En effet, la transcriptase inverse peut ensuite recopier la molécule d’ARN pour en faire une copie ADN du gène APP, qui réintègre alors le génome. Mais comme la transcriptase inverse est « une copie bâclée », explique Chun, cette nouvelle version pourrait ne pas correspondre au gène d’origine, et être codé pour une variante différente de l’APP.
À savoir que « les médicaments qui bloquent la transcriptase inverse font partie de la panoplie de traitements standards pour combattre l’infection par le VIH, et pourraient également agir contre la maladie d’Alzheimer », suggère Chun.
À l’heure actuelle, certains scientifiques souhaitent avoir plus de preuves que cette enzyme possède bien un rôle important : « Bien qu’il semble que la transcriptase inverse soit impliquée, il y a beaucoup de travail à faire pour le prouver », déclare le virologue John Coffin de l’Université Tufts à Boston, qui n’a pas participé à l’étude.
Un autre virologue, Steven Wolinsky de la Feinberg School of Medicine de la Northwestern University à Chicago, dans l’Illinois, a prévenu qu’il serait prématuré de traiter les patients atteints de la maladie d’Alzheimer avec des médicaments inhibant la transcriptase inverse : « nous n’avons pas encore les données pour justifier leur utilisation », annonce-t-il.
L’équipe de recherche de Chun n’a pas détecté de signes de recombinaison somatique dans les cellules d’autres organes du corps, ou dans un gène actif dans le cerveau, différent de celui qu’ils ont découvert.

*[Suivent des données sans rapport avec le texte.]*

Issue #222, opened 2022-02-03
Allow callers to specify a version during snap installation


rekmarks:
As part of the snaps roadmap, we want to let callers request to install a specific version of a snap. Therefore, the `wallet_enable` and `wallet_installSnaps` RPC methods must be modified to accept a version parameter for each requested snap.

 Consider this example `wallet_enable` call (everything applies equally well to `wallet_installSnaps`):

```js
await ethereum.request({
  method: 'wallet_enable',
  params: [
    {
      wallet_snap: {
        'npm:@metamask/example-snap': {},
      },
    },
  ],
});
```

Thankfully, we anticipated that we would need to do stuff like this, so this simply needs to be modified as follows:

```js
{
  wallet_snap: {
    'npm:@metamask/example-snap': {
      version: '^1.0.0',
    },
  }
}
```

The `version` field is optional, and must be a valid SemVer version or version range if specified. (We should use the [`semver`](https://www.npmjs.com/package/semver) package for validation.)

The behavior of the method is specified as follows:
- Fetching
  - If the snap is served locally, the version of the snap locally hosted snap as specified in its manifest must be compatible with the requested version, or the request must be rejected
  - If the snap is hosted on npm:
    1. We attempt to fetch the specified version or the latest in-range version from npm
    2. If no such version exists on npm, the request must be rejected
- Installing
  - If the snap with the specified ID is not installed, proceed with installation as normal
  - If the snap with the specified ID is already installed:
    - If the installed version does not match the requested version or isn't in the requested version range, reject the request
    - If the installed version matches the requested version or is in the requested version range, resolve the request as though the snap was already installed

At this stage, we will only allow a single version of a snap be installed at any time.

rekmarks:
Hey team! Please [add your planning poker estimate](https://app.zenhub.com/workspaces/Snaps--Core-615b3a7c08d2b20015eb6c4e/issues/MetaMask/snaps-skunkworks/222?planning-poker) with ZenHub @Gudahtt @ritave @hmalik88 @shanejonas @FrederikBolding

PR #250, opened 2022-02-18
Added ability to specify a version range when installing snap

ritave:
fixes: #222

### DIFF
--- a/packages/controllers/src/snaps/SnapController.ts
+++ b/packages/controllers/src/snaps/SnapController.ts
@@ -15,7 +15,6 @@ import type { Patch } from 'immer';
 import { Json } from 'json-rpc-engine';
 import { nanoid } from 'nanoid';
 import semver from 'semver';
-import { DEFAULT_REQUESTED_SNAP_VERSION } from '.';
 import {
   GetEndowments,
   GetPermissions,
@@ -32,6 +31,7 @@ import {
 import { timeSince } from '../utils';
 import { SnapManifest, validateSnapJsonFile } from './json-schemas';
 import {
+  DEFAULT_REQUESTED_SNAP_VERSION,
   fetchContent,
   fetchNpmSnap,
   LOCALHOST_HOSTNAMES,
@@ -976,13 +976,12 @@ export class SnapController extends BaseController<
     if (existingSnap) {
       if (semver.satisfies(existingSnap.version, version)) {
         return existingSnap;
-      } else {
-        return {
-          error: ethErrors.rpc.invalidParams(
-            `Version mismatch with already installed snap. ${snapId}@${existingSnap.version} doesn't satisfy requested version ${version}`,
-          ),
-        };
       }
+      return {
+        error: ethErrors.rpc.invalidParams(
+          `Version mismatch with already installed snap. ${snapId}@${existingSnap.version} doesn't satisfy requested version ${version}`,
+        ),
+      };
     }
 
     try {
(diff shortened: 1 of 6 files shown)


packages/controllers/src/snaps/SnapController.ts
```diff
@@ -1415,9 +1429,8 @@ export class SnapController extends BaseController<
   }
 }
 
-function isValidSnapVersion(version: unknown): version is string {
+function isValidSnapVersionRange(version: unknown): version is string {
   return Boolean(
-    typeof version === 'string' &&
-      (version === 'latest' || isValidSemver(version)),
+    typeof version === 'string' && semver.validRange(version) !== null,
```
FrederikBolding, line 1434: Is it intentional to remove the option to use `version === 'latest'`

ritave: Yeah, latest was removed from all places where semver is expected. This is because it's behaviour is not clearly defined.
For example, what should happen when a dapp requests latest while a user has one already installed? In case of npm, that would mean fetching config file and checking it again. In case of local development - well, there's no log of manifests, so what would "latest" mean in that scenario?

Additionally it would break all existing snaps and examples on every update in npm

FrederikBolding: 👍

packages/controllers/src/snaps/utils.ts
```diff
@@ -321,10 +323,16 @@ async function fetchNpmTarball(
     );
   }
 
-  const targetVersion =
-    version === 'latest'
-      ? (packageMetadata as any)['dist-tags']?.latest
-      : version;
+  const targetVersion = semver.maxSatisfying(
+    Object.keys((packageMetadata as any)?.versions || {}),
```
FrederikBolding, line 327: Would this be a good place to use `??` instead?

packages/controllers/src/snaps/utils.ts
```diff
@@ -26,9 +27,11 @@ export enum NpmSnapFileNames {
   Manifest = 'snap.manifest.json',
 }
 
-export const LOCALHOST_HOSTNAMES = new Set(['localhost', '127.0.0.1']);
+export const LOCALHOST_HOSTNAMES = new Set(['localhost', '127.0.0.1', '::1']);
```
FrederikBolding, line 30: Why is this needed?

packages/controllers/src/snaps/utils.ts
FrederikBolding: Also, why is the cast needed here?

packages/controllers/src/snaps/SnapController.ts
```diff
@@ -14,7 +14,7 @@ import { SerializedEthereumRpcError } from 'eth-rpc-errors/dist/classes';
 import type { Patch } from 'immer';
 import { Json } from 'json-rpc-engine';
 import { nanoid } from 'nanoid';
-import isValidSemver from 'semver/functions/valid';
+import semver from 'semver';
```
FrederikBolding, line 17: Would we get a bundle size benefit by importing only the used `semver` functions or can they be tree-shaken when importing everything?

FrederikBolding (commented):
Overall this looks good, just left a few questions!

FrederikBolding:
Also please rebase! 😄

FrederikBolding (approved):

Bien entendu, Faulkner et Proukakis soulignent le fait qu’à présent, d’autres groupes de recherche devront reproduire les résultats de ce travail afin de confirmer cette découverte inattendue.
Si la recombinaison somatique se produit bel et bien dans les neurones, comme le suggère la nouvelle étude de ces chercheurs, alors elle pourrait également être impliquée dans d’autres maladies du cerveau, telles que la maladie de Parkinson par exemple. Une affaire à suivre de très près.